PR #2518, opened 2016-10-31
[ASDisplayNode] Remove thread affinity for _displaysAsynchronously

### LINKED ISSUE #2517: [ASDisplayNode] _displaysAsynchronously is not safe to call off the main thread
We're seeing an assertion in `_displaysAsynchronously` for calling it off the main thread. I believe the assertion is incorrect and we should instead be holding the `__instanceLock__`. Currently, `_pendingLayoutTransitionDidComplete` calls it and that method should be able to run off the main thread I believe.

maicki:
Resolves #2517

### DIFF
--- a/AsyncDisplayKit/ASDisplayNode.mm
+++ b/AsyncDisplayKit/ASDisplayNode.mm
@@ -1242,7 +1242,6 @@ static ASDisplayNodeMethodOverrides GetASDisplayNodeMethodOverrides(Class c)
  */
 - (BOOL)_displaysAsynchronously
 {
-  ASDisplayNodeAssertThreadAffinity(self);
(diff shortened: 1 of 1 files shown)


AsyncDisplayKit/ASDisplayNode.mm
```diff
@@ -1242,7 +1242,6 @@ - (BOOL)displaysAsynchronously
  */
 - (BOOL)_displaysAsynchronously
 {
-  ASDisplayNodeAssertThreadAffinity(self);
   return _flags.synchronous == NO && _flags.displaysAsynchronously;
```
garrettmoon: Needs a lock too, no?

garrettmoon: Nm, this one specifically avoids locking.

PR #2519, opened 2016-10-31
Deprecations should be re-enabled. If there are specific deprecations…

garrettmoon:
… we'd like to hold off on, we should address those specifically.


hannahmbanana:
LGTM!

PR #12, opened 2017-08-23
Enabling selecting filtering of diff output

### LINKED ISSUE #11: Allow suppression of actual diff by `kind`
First of all, super helpful tool that we use quite often!  Thanks for your time.

We would love to integrate `helm-diff` a bit tighter in our CI/CD pipeline but have a bit of an issue where we don't want to expose the actual `diff` of a credential to the output. 

It would be extremely handy to be able to blacklist a set of `kind` resources that would only show a `CONTENT CHANGED` type message if anything internal had changed instead of actually displaying the contents.

jrnt30:
Fixes #11 

- Allows easy suppression of secret content diff via the `-q` or `--suppress-secrets` flags 
- Allows additional customization of suppression via the `--suppress` flag

### DIFF
--- a/main.go
+++ b/main.go
@@ -22,17 +22,15 @@ perform.
 var Version string = "HEAD"
 
 type diffCmd struct {
-	release string
-	chart   string
-	//	out     io.Writer
-	client helm.Interface
-	//	version int32
-	valueFiles valueFiles
-	values     []string
+	release         string
+	chart           string
+	client          helm.Interface
+	valueFiles      valueFiles
+	values          []string
+	suppressedKinds []string
 }
 
 func main() {
-
 	diff := diffCmd{}
 
 	cmd := &cobra.Command{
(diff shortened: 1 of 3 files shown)


databus23:
Thanks for the PR. I was on vacation in the last weeks and I"m still in the progress of catching up. I will try to look into this tomorrow. Thanks for your patience.

jrnt30:
Not a problem at all, hope you enjoyed your time off!

main.go
```diff
@@ -59,8 +62,10 @@ func main() {
 
 	f := cmd.Flags()
 	f.BoolP("version", "v", false, "show version")
+	f.BoolP("suppress-secrets", "q", false,  "suppress secrets in the output")
 	f.VarP(&diff.valueFiles, "values", "f", "specify values in a YAML file (can specify multiple)")
 	f.StringArrayVar(&diff.values, "set", []string{}, "set values on the command line (can specify multiple or separate values with commas: key1=val1,key2=val2)")
+	f.StringArrayVar(&diff.suppressedKinds, "suppress", []string{}, "suppress secrets in the output")
```
databus23: The description is not accurate I think. It should mention You can specify kinds and that you have to specify it multiple times to exclude more then one.

databus23:
Thanks!

PR #20, opened 2018-01-19
Fix access to remote Helm repostories

elemental-lf:
I've had the problem that helm-diff failed when I specified a remote Helm chart on the command line. Investigation showed that ChartDownloader failed because it knew nothing about the http and https schemes. This PR fixes this problem. I'm using Helm version 2.7.2.

* Call ChartDownloader with a list of all available getters
* Return error from downloadTo to get better feedback why
  something went wrong

### DIFF
--- a/helm.go
+++ b/helm.go
@@ -13,6 +13,8 @@ import (
 
 	"github.com/ghodss/yaml"
 	"google.golang.org/grpc"
+	"k8s.io/helm/pkg/getter"
+	"k8s.io/helm/pkg/helm/environment"
 	"k8s.io/helm/pkg/downloader"
 	"k8s.io/helm/pkg/helm/helmpath"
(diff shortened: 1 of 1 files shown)


databus23:
Thank you!

aananthraj:
Hi,

Access to remote Helm repositories is great. 

Notised an issues: 
It downloads the remote chart and places in current directory. Downloading chart to Archive dir (~/.helm/cache/archive) would keep the current dir clean

Fix: #30

elemental-lf:
@aananthraj yeah, I also noticed this but it's not directly related to this PR.

aananthraj:
yes @elemental-lf , its no way related to this PR, but its a kind of cleanup around it. 
Just wanted to convey it here 😄 .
========================================
• Activity
Output every record above exactly as it appears.

• Task answer
PR #2518, opened 2016-10-31
[ASDisplayNode] Remove thread affinity for _displaysAsynchronously

### LINKED ISSUE #2517: [ASDisplayNode] _displaysAsynchronously is not safe to call off the main thread
We're seeing an assertion in `_displaysAsynchronously` for calling it off the main thread. I believe the assertion is incorrect and we should instead be holding the `__instanceLock__`. Currently, `_pendingLayoutTransitionDidComplete` calls it and that method should be able to run off the main thread I believe.

maicki:
Resolves #2517

### DIFF
--- a/AsyncDisplayKit/ASDisplayNode.mm
+++ b/AsyncDisplayKit/ASDisplayNode.mm
@@ -1242,7 +1242,6 @@ static ASDisplayNodeMethodOverrides GetASDisplayNodeMethodOverrides(Class c)
  */
 - (BOOL)_displaysAsynchronously
 {
-  ASDisplayNodeAssertThreadAffinity(self);
(diff shortened: 1 of 1 files shown)


AsyncDisplayKit/ASDisplayNode.mm
```diff
@@ -1242,7 +1242,6 @@ - (BOOL)displaysAsynchronously
  */
 - (BOOL)_displaysAsynchronously
 {
-  ASDisplayNodeAssertThreadAffinity(self);
   return _flags.synchronous == NO && _flags.displaysAsynchronously;
```
garrettmoon: Needs a lock too, no?

garrettmoon: Nm, this one specifically avoids locking.

PR #2519, opened 2016-10-31
Deprecations should be re-enabled. If there are specific deprecations…

garrettmoon:
… we'd like to hold off on, we should address those specifically.


hannahmbanana:
LGTM!

PR #12, opened 2017-08-23
Enabling selecting filtering of diff output

### LINKED ISSUE #11: Allow suppression of actual diff by `kind`
First of all, super helpful tool that we use quite often!  Thanks for your time.

We would love to integrate `helm-diff` a bit tighter in our CI/CD pipeline but have a bit of an issue where we don't want to expose the actual `diff` of a credential to the output. 

It would be extremely handy to be able to blacklist a set of `kind` resources that would only show a `CONTENT CHANGED` type message if anything internal had changed instead of actually displaying the contents.

jrnt30:
Fixes #11 

- Allows easy suppression of secret content diff via the `-q` or `--suppress-secrets` flags 
- Allows additional customization of suppression via the `--suppress` flag

### DIFF
--- a/main.go
+++ b/main.go
@@ -22,17 +22,15 @@ perform.
 var Version string = "HEAD"
 
 type diffCmd struct {
-	release string
-	chart   string
-	//	out     io.Writer
-	client helm.Interface
-	//	version int32
-	valueFiles valueFiles
-	values     []string
+	release         string
+	chart           string
+	client          helm.Interface
+	valueFiles      valueFiles
+	values          []string
+	suppressedKinds []string
 }
 
 func main() {
-
 	diff := diffCmd{}
 
 	cmd := &cobra.Command{
(diff shortened: 1 of 3 files shown)


databus23:
Thanks for the PR. I was on vacation in the last weeks and I"m still in the progress of catching up. I will try to look into this tomorrow. Thanks for your patience.

jrnt30:
Not a problem at all, hope you enjoyed your time off!

main.go
```diff
@@ -59,8 +62,10 @@ func main() {
 
 	f := cmd.Flags()
 	f.BoolP("version", "v", false, "show version")
+	f.BoolP("suppress-secrets", "q", false,  "suppress secrets in the output")
 	f.VarP(&diff.valueFiles, "values", "f", "specify values in a YAML file (can specify multiple)")
 	f.StringArrayVar(&diff.values, "set", []string{}, "set values on the command line (can specify multiple or separate values with commas: key1=val1,key2=val2)")
+	f.StringArrayVar(&diff.suppressedKinds, "suppress", []string{}, "suppress secrets in the output")
```
databus23: The description is not accurate I think. It should mention You can specify kinds and that you have to specify it multiple times to exclude more then one.

databus23:
Thanks!

PR #20, opened 2018-01-19
Fix access to remote Helm repostories

elemental-lf:
I've had the problem that helm-diff failed when I specified a remote Helm chart on the command line. Investigation showed that ChartDownloader failed because it knew nothing about the http and https schemes. This PR fixes this problem. I'm using Helm version 2.7.2.

* Call ChartDownloader with a list of all available getters
* Return error from downloadTo to get better feedback why
  something went wrong

### DIFF
--- a/helm.go
+++ b/helm.go
@@ -13,6 +13,8 @@ import (
 
 	"github.com/ghodss/yaml"
 	"google.golang.org/grpc"
+	"k8s.io/helm/pkg/getter"
+	"k8s.io/helm/pkg/helm/environment"
 	"k8s.io/helm/pkg/downloader"
 	"k8s.io/helm/pkg/helm/helmpath"
(diff shortened: 1 of 1 files shown)


databus23:
Thank you!

aananthraj:
Hi,

Access to remote Helm repositories is great. 

Notised an issues: 
It downloads the remote chart and places in current directory. Downloading chart to Archive dir (~/.helm/cache/archive) would keep the current dir clean

Fix: #30

elemental-lf:
@aananthraj yeah, I also noticed this but it's not directly related to this PR.

aananthraj:
yes @elemental-lf , its no way related to this PR, but its a kind of cleanup around it. 
Just wanted to convey it here 😄 .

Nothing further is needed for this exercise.